### Exercise details:
Only the lines from the one that contains "-743,9 +743,6 @@" to the end of the material below are wanted, each duplicated exactly.

### Extracted material:

[Start of Attachment]

Issue #6421, opened 2026-02-13
🐖 PostHog Event Capture - branch-switched


joshbermanssw:
Capturing events on the branch selector modal 

Capture events: 
- BranchSwitchedEvent
- BranchSwitcherOpenedEvent
- BranchSwitcherSearchEvent
- BranchSwitcherDropDownEvent
- BranchSwitcherPREvent

joshbermanssw:
✅ Done - 

Created events for:
- BranchSwitchedEvent
- BranchSwitcherOpenedEvent
- BranchSwitcherSearchEvent
- BranchSwitcherDropDownEvent
- BranchSwitcherPREvent

<img width="1536" height="185" alt="Screenshot 2026-02-20 at 4 48 52 pm" src="https://github.com/user-attachments/assets/5be7c309-322a-4c43-b187-c29b82b7834a" />

**Figure: Events firing on PostHog**

Also added a series of unit tests with @18-th

PR #6446, opened 2026-02-20
🐖 PostHog - Add Telemetry around Branch Selector Modal 

joshbermanssw:
As per #6421 

Created events for:
- BranchSwitchedEvent
- BranchSwitcherOpenedEvent
- BranchSwitcherSearchEvent
- BranchSwitcherDropDownEvent
- BranchSwitcherPREvent

Screenshot 2026-02-20 at 4 48 52 pm

**Figure: Events firing on PostHog**

### DIFF
--- a/packages/tinacms/src/toolkit/plugin-branch-switcher/branch-button.test.tsx
+++ b/packages/tinacms/src/toolkit/plugin-branch-switcher/branch-button.test.tsx
@@ -3,60 +3,61 @@ import userEvent from '@testing-library/user-event';
 import * as React from 'react';
 import { beforeEach, describe, expect, it, vi } from 'vitest';
 
-
 const mockCaptureEvent = vi.fn();
 vi.mock('../../lib/posthog/posthogProvider', () => ({
-    captureEvent: (...args: any[]) => mockCaptureEvent(...args),
+  captureEvent: (...args: any[]) => mockCaptureEvent(...args),
 }));
 
 vi.mock('@utils/cn', () => ({
-    cn: (...args: any[]) => args.join(' '),
+  cn: (...args: any[]) => args.join(' '),
 }));
 
 vi.mock('../../lib/posthog/posthog', async () => {
-    return {
-      BranchSwitcherOpenedEvent: 'branch-switcher-opened',
-    };
+  return {
+    BranchSwitcherOpenedEvent: 'branch-switcher-opened',
+  };
 });
 
 vi.mock('./branch-data', () => ({
-    useBranchData: () => ({
-        currentBranch: 'main',
-        setCurrentBranch: vi.fn(),
-    }),
+  useBranchData: () => ({
+    currentBranch: 'main',
+    setCurrentBranch: vi.fn(),
+  }),
 }));
 
 vi.mock('@toolkit/react-tinacms', () => ({
-    useCMS: () => ({
-      flags: { get: (key: string) => key === 'branch-switcher' },
-      api: { tina: { usingProtectedBranch: () => false } },
-    }),
-  }));
+  useCMS: () => ({
+    flags: { get: (key: string) => key === 'branch-switcher' },
+    api: { tina: { usingProtectedBranch: () => false } },
+  }),
+}));
 
-  vi.mock('./branch-modal', () => ({
-    BranchModal: ({ close }: { close: () => void }) => <div data-testid="branch-modal" />,
-  }));
+vi.mock('./branch-modal', () => ({
+  BranchModal: ({ close }: { close: () => void }) => (
+    <div data-testid='branch-modal' />
+  ),
+}));
 
 import { BranchButton } from './branch-button';
 
 function renderBranchButton() {
-    const user = userEvent.setup();
-    return {
-      user,
-      ...render(<BranchButton />),
-    };
-  }
+  const user = userEvent.setup();
+  return {
+    user,
+    ...render(<BranchButton />),
+  };
+}
 
-  describe('BranchButton telemetry', () => {
-    beforeEach(() => {
-      mockCaptureEvent.mockClear();
-    });
-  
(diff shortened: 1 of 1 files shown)


packages/tinacms/src/toolkit/plugin-branch-switcher/branch-selector-table.tsx
```diff
@@ -39,6 +39,14 @@ import {
 import { ArrowUp, ArrowDown, ArrowUpDown } from 'lucide-react';
 import { cn } from '@utils/cn';
 import { Badge } from '@toolkit/react-sidebar/components/badge';
+import { captureEvent } from '../../lib/posthog/posthogProvider';
+import { BranchSwitcherSearchEvent } from '../../lib/posthog/posthog';
```
18-th: Could you move all PostHog imports into the same import block, please?

packages/tinacms/src/toolkit/plugin-branch-switcher/branch-selector-table.tsx
```diff
@@ -269,7 +277,15 @@ export default function BranchSelectorTable({
             <BaseTextField
               placeholder='Branch name or PR #'
               value={search}
-              onChange={(e) => setSearch(e.target.value)}
+              onChange={(e) => {
+                if (e.target.value && !searchEventFired) {
+                  searchEventFired = true;
+                  captureEvent(BranchSwitcherSearchEvent, {
+                    searchQuery: e.target.value,
```
18-th: This effectively captures just one letter. If the only thing you want to capture is that the search was interacted with, you can safely drop that part of the payload.

packages/tinacms/src/toolkit/plugin-branch-switcher/branch-selector-table.tsx
```diff
@@ -39,6 +39,14 @@ import {
 import { ArrowUp, ArrowDown, ArrowUpDown } from 'lucide-react';
 import { cn } from '@utils/cn';
 import { Badge } from '@toolkit/react-sidebar/components/badge';
+import { captureEvent } from '../../lib/posthog/posthogProvider';
+import { BranchSwitcherSearchEvent } from '../../lib/posthog/posthog';
+
+let searchEventFired = false;
```
18-th: Please put the variable declaration below the imports.

Also, in the way this is declared and never reset, consecutive opening of the modal won't trigger the search event again. So it is effectively disabled until the page reloads.

Could you double-check this behaviour for me, please?

packages/tinacms/src/auth/TinaCloudProvider.tsx
```diff
@@ -347,6 +349,9 @@ export const TinaCloudProvider = (
     cms.registerApi('tina', createClient({ ...props, branch: currentBranch }));
   } else {
     cms.api.tina.setBranch(currentBranch);
+    captureEvent(BranchSwitchedEvent, {
```
18-th: This will fire on every re-render. This will also fire when the page loads initially, which would give us false telemetry as the branch hasn't actually changed.

You could use something like this instead:

```js
const previousBranchRef = React.useRef(currentBranch);
  useEffect(() => {
    if (previousBranchRef.current !== currentBranch) {
      captureEvent(BranchSwitchedEvent, {
        branchSwitchedTo: currentBranch,
      });
      previousBranchRef.current = currentBranch;
    }
  }, [currentBranch]);
```

packages/tinacms/src/toolkit/plugin-branch-switcher/branch-selector-table.tsx
```diff
@@ -298,7 +314,10 @@ export default function BranchSelectorTable({
               id: 'branch-type',
               name: 'branch-type',
               value: filter,
-              onChange: (e: any) => setFilter(e.target.value),
+              onChange: (e: any) => {
+                setFilter(e.target.value);
+                captureEvent(BranchSwitcherDropDownEvent, {});
```
18-th: We might as well capture what was set in the dropdown as part of this

packages/tinacms/src/toolkit/plugin-branch-switcher/branch-selector-table.tsx
joshbermanssw: You're right. Resolved

packages/tinacms/src/toolkit/plugin-branch-switcher/branch-selector-table.tsx
joshbermanssw: You're correct. Resolved

packages/tinacms/src/auth/TinaCloudProvider.tsx
joshbermanssw: Applied

packages/tinacms/src/toolkit/plugin-branch-switcher/branch-selector-table.tsx
joshbermanssw: ✅

packages/tinacms/src/toolkit/plugin-branch-switcher/branch-selector-table.tsx
joshbermanssw: There are only 2 options. "All" and "Content" - I dont see much value in this

18-th: The value is that we can see how often users change from the default option to the alternative, and whether they change back to the default after that. If we see a bunch of users switching to all branches often, we can, for example, make it remember the last selected value to reduce friction for them

joshbermanssw: ✅ Done - added 

Screenshot 2026-02-23 at 11 16 46 am

**Figure: Option showing up in PostHog**

18-th (approved):
LGTM

PR #6480, opened 2026-03-04
Add TinaCMS Default Favicon

joshbermanssw:
As per https://github.com/tinacms/tinacms/issues/6481

Added TinaCMS default FavIcon instead of none 

Screenshot 2026-03-04 at 2 10 47 pm


18-th (approved):
LGTM

Issue #6486, opened 2026-03-04
🐛 Bug - Floating toolbar shows despite showFloatingToolbar config


joshbermanssw:
Requested by: @joshbermanssw via [YakShaver.ai](https://YakShaver.ai) 🦬
cc: @joshbermanssw, @kulesy, @JackDevAU

Hi Team!

&nbsp;&nbsp;[🟥&nbsp;&nbsp;Watch the video (49 sec)](https://www.youtube.com/watch?v=B0UHEihJC6s)

### Pain
A user reports that the TinaCMS floating toolbar remains visible even when the `showFloatingToolbar` configuration is set to disable it. The user has shared their actual configuration and a screenshot from the React Developer Tools showing that the `ToolbarProvider` still renders the floating toolbar. This indicates the configuration option may be ignored, overridden, or not correctly wired.

### Acceptance Criteria
1. Given `showFloatingToolbar` is set to false, the floating toolbar is not rendered in the UI.
2. The `ToolbarProvider` respects the `showFloatingToolbar` configuration consistently.
3. The behavior is verified using the provided user configuration or an equivalent setup.
4. Documentation or examples are updated if a specific setup or additional config is required.

### Reproduce Steps
1. Set up a TinaCMS project using the user's provided configuration (or equivalent).
2. Configure TinaCMS with `showFloatingToolbar: false`.
3. Run the application in development mode.
4. Observe the UI and confirm the floating toolbar is still visible.
5. Inspect React Developer Tools to verify the `ToolbarProvider` is rendering the floating toolbar.

### Screenshot
![Screenshot](https://sayakshaverproduction.blob.core.windows.net/images/images/9be28b56-f23e-4774-8f9e-3a87ce80eded_frame_33.png?sv=2025-05-05&se=2046-03-04T22%3A14%3A30Z&sr=b&sp=rd&sig=JGgmYO5BotFGZWqaZ%2B7lVhvnLb65X%2FnXauxO1nNzCM4%3D)
**Figure: Floating toolbar still appears despite configuration**

joshbermanssw:
Previously we were conditionally rendering the toolbar obj via conditional jsx AND the plate plugin (FloatingToolbarPlugin), however we were only applying the condition on the jsx obj and not the plugin itself. 

Even when I commented out the JSX showing the floatingtoolbar, we still see it rendered 

[...]

PR #6487, opened 2026-03-04
🐛 Fix FloatingToolbarPlugin config 

joshbermanssw:
As per #6486 and https://github.com/tinacms/tinacms/discussions/6484

Previously we were conditionally rendering the toolbar obj via conditional jsx AND the plate plugin (FloatingToolbarPlugin), however we were only applying the condition on the jsx obj and not the plugin itself. 

Even when I commented out the JSX showing the floatingtoolbar, we still see it rendered 

Screenshot 2026-03-05 at 9 05 26 am

This PR pops the FloatingToolbarPlugin correctly from the plate plugin array 

https://github.com/user-attachments/assets/f86caed5-fb09-46cb-9e79-3d9702a4886e

### DIFF
--- a/.changeset/soft-points-travel.md
+++ b/.changeset/soft-points-travel.md
@@ -1,0 +1,5 @@
+---
+"tinacms": patch
+---
+
+🐛 Fix showFloatingToolbar config not working by removing plugin correctly


Taiwonator:
Thanks for fixing this! Had just made a local patch for this, silly me 🙃

ifsimicoded:
@joshbermanssw @kulesy Any idea when the next release is scheduled? Would love to have this fix!

joshbermanssw:
Hey @ifsimicoded - we plan to have one today 🤞

PR #6509, opened 2026-03-12
Poc   build and bundle testing

Ben0189:
This PR improve package validation by cleaning up stale export references, retaining build artifact verification, add publint, and adding the combined package validation step to CI.


Ben0189:
As per conversation with @18-th here are some suggestion before we merge:

- [x] Check the git history to confirm whether css-transform and edit-slate were left there intentionally

image

**Figure: The git history shows no tracked css-transform file, so this looks like stale build metadata rather than an intentionally preserved source file.**

image

image

**Figure: This shows edit-state had already been removed from source, so deleting ./dist/edit-state from exports is metadata cleanup for that source file removed**


- [x] Look into the build script to see if it can actually catch all the export function to avoid any miss export function problem happen to the user

**So the build pipeline protects:**
✅ internal references inside this monorepo

**It does not automatically protect:**
❌ external consumer usage that lives outside this repo

**Recommendation:** We probably do not need that test for this PR/branch. The current change is about invalid file-level exports, and the existing verification tests are the right level for that. If later we wants stronger public API stability guarantees, that can be another pr for that.

- [x] Investigate if there is any tools exist which can replace the written test in this PR

As per investigation we can replaces the custom publish verification test with `publint`, while keeping the existing build verification test for local build artifact checks.

scripts/run-publint.mjs
```diff
@@ -0,0 +1,36 @@
+import fs from 'node:fs'
```
18-th: I strongly suspect that this entire script can just be an action in a package.json like so

```
"lintpackage": "pnpm --filter './packages/**' --no-bail exec publint --strict"
```

Ben0189: Done, good suggestion

18-th (approved):
LGTM

PR #6529, opened 2026-03-21
Fix containerized dev by adding configurable dev server URL for Tina admin

travisp:
## Summary

Adds a dev-only server.url config option so Tina admin can load correctly when tinacms dev is accessed through a non-localhost domain.

This updates the dev admin asset URLs and local GraphQL URL generation to use the configured dev server URL instead of hardcoded localhost

## Why

Tina currently hardcodes http://localhost:${port} when generating dev admin asset URLs, which breaks containerized, proxied, remote, and custom-hostname dev setups. This PR removes that localhost-only assumption so admin assets load from the actual host serving the admin page.

The current behavior causes the admin HTML to reference:

 - http://localhost:${port}/@react-refresh
 - http://localhost:${port}/@vite/client
 - http://localhost:${port}/src/main.tsx

If the admin is opened from a host other than localhost, those asset URLs are wrong and the admin fails to load.

## Changes

 - add server.url to the config types
 - use server.url when generating the dev admin HTML
 - use server.url for the local GraphQL apiURL
 - update the init template comments to show the new option
 - add tests for:
     - dev admin asset URL generation
     - local API URL generation
     
Example:

 ```ts
   server: {
     url: 'https://mycontainer.test',
     allowedOrigins: ['https://mycontainer.test'],
   }
 ```

 ## Notes

 - this is scoped to tinacms dev
 - default behavior is unchanged when server.url is not set
 - this does not change production behavior

This code was supported with the use of GPT 5.4, but manually edited, tested, and reviewed.


kulesy:
Hey Travis, sorry this sat for so long. I have been through it properly now and it is a keep. The approach is right, it merges onto main cleanly, and the whole CLI suite passes. The host-check test that boots a real Vite server is nicer than what usually lands here.

One thing blocks it. If you set `server.url` on its own, the admin throws "Invalid setup" and never mounts, so the option breaks the thing it is meant to fix. The admin decides whether it is in local mode by looking for the string "localhost" in the API URL it gets handed, so any other hostname reads as self-hosted and it bails out. A hostname that happens to contain "localhost" still works, which is probably why it looked fine when you tested it. The fix is in `packages/tinacms` rather than in this diff, and it would need a changeset entry too.

Second one: the `server.url` validation needs tightening. A value written without the protocol but with a port gets past it and produces a nonsense origin downstream, and there is a security angle to where that origin ends up, so I would rather not spell it out here. Happy to send you the detail.

Do you want to pick this back up, or would you rather we finish it off? Either is fine by us.

Issue #6515, opened 2026-03-17
🤖♻️ Kitchen-Sink Example (Astro)


KahaMason:
CC @wicksipedia @Ben0189 @18-th @JackDevAU @joshbermanssw 

Hey Team,

As per my conversation during the Sprint 97 review, the new kitchen-sink app has become a large body of work and has warranted it's own sub-issue to help improve the progress visibility in future sprints.

The criteria of this issue is as follows:
- [x] Recreate the Kitchen Sink app in Astro 5.x
- [x] Scaffold - Astro Project + Tina Config
- [x] Author Collection + Author Pages
- [x] Global Collection + Base Layout (Header, Footer, Theme)
- [x] Post Collection + Post Pages
- [x] Blog Collection + Blog Pages
- [x] Page Collection + Base Block Rendering
- [x] TinaCMS Visual Editing + Polish
- [x] Update the README.md and any relating docs.
- [x] Reviewed, approved and merged

KahaMason:
✅ Done

<img width="1919" height="1033" alt="Image" src="https://github.com/user-attachments/assets/34e0e352-1c6c-49b6-8cc4-13748a0dab70" />

**Figure: Astro Kitchen Sink - Landing Page**

<img width="1919" height="1032" alt="Image" src="https://github.com/user-attachments/assets/70088347-a819-452c-8410-52b5febb151a" />


**Figure: Astro Kitchen Sink - Posts Page**

<img width="1919" height="1029" alt="Image" src="https://github.com/user-attachments/assets/718f3ce6-df37-4447-a713-24e452487236" />


**Figure: Astro Kitchen Sink - Blogs Page**

<img width="1919" height="1030" alt="Image" src="https://github.com/user-attachments/assets/0bdac1bf-79d4-4867-91bc-4df1c29d9e0c" />


**Figure: Astro Kitchen Sink - TinaCMS Admin Editor**

PR #6534, opened 2026-03-23
🤖 Astro Kitchen Sink - TinaCMS config + Tag collection

KahaMason:
This PR partially addresses #6515

Stage 2: Tina Integration

- ✅ Added TinaCMS dependencies and config
- ✅ Created Tag collection with sample content
- ✅ Set up Biome linting (extends root config)
- ✅ Added cross-env for Windows dev support
- ✅ Updated Claude rules with data fetching pattern

### DIFF
--- a/pnpm-lock.yaml
+++ b/pnpm-lock.yaml
@@ -743,9 +743,6 @@ importers:
       graphql:
         specifier: ^15.10.1
         version: 15.10.1
-      mongodb-level:
-        specifier: ^0.0.4
-        version: 0.0.4(mongodb@4.17.2)
       react:
         specifier: ^18.3.1
         version: 18.3.1


examples/astro/kitchen-sink/package.json
```diff
@@ -5,20 +5,35 @@
...
   },
   "dependencies": {
-    "astro": "^5.16.0",
-    "@astrojs/react": "^4.4.0",
     "@astrojs/mdx": "^4.3.0",
+    "@astrojs/react": "^4.4.0",
+    "@tinacms/datalayer": "workspace:*",
+    "astro": "^5.16.0",
+    "graphql": "^15.10.1",
+    "mongodb-level": "^0.0.4",
```
18-th: We only need the level packages for the self-hosted setups. Could we remove that?

KahaMason: Removed. 🙂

[End of Attachment]

### Answer to the problem:
@@ -743,9 +743,6 @@ importers:
       graphql:
         specifier: ^15.10.1
         version: 15.10.1
-      mongodb-level:
-        specifier: ^0.0.4
-        version: 0.0.4(mongodb@4.17.2)
       react:
         specifier: ^18.3.1
         version: 18.3.1


examples/astro/kitchen-sink/package.json
```diff
@@ -5,20 +5,35 @@
...
   },
   "dependencies": {
-    "astro": "^5.16.0",
-    "@astrojs/react": "^4.4.0",
     "@astrojs/mdx": "^4.3.0",
+    "@astrojs/react": "^4.4.0",
+    "@tinacms/datalayer": "workspace:*",
+    "astro": "^5.16.0",
+    "graphql": "^15.10.1",
+    "mongodb-level": "^0.0.4",
```
18-th: We only need the level packages for the self-hosted setups. Could we remove that?

KahaMason: Removed. 🙂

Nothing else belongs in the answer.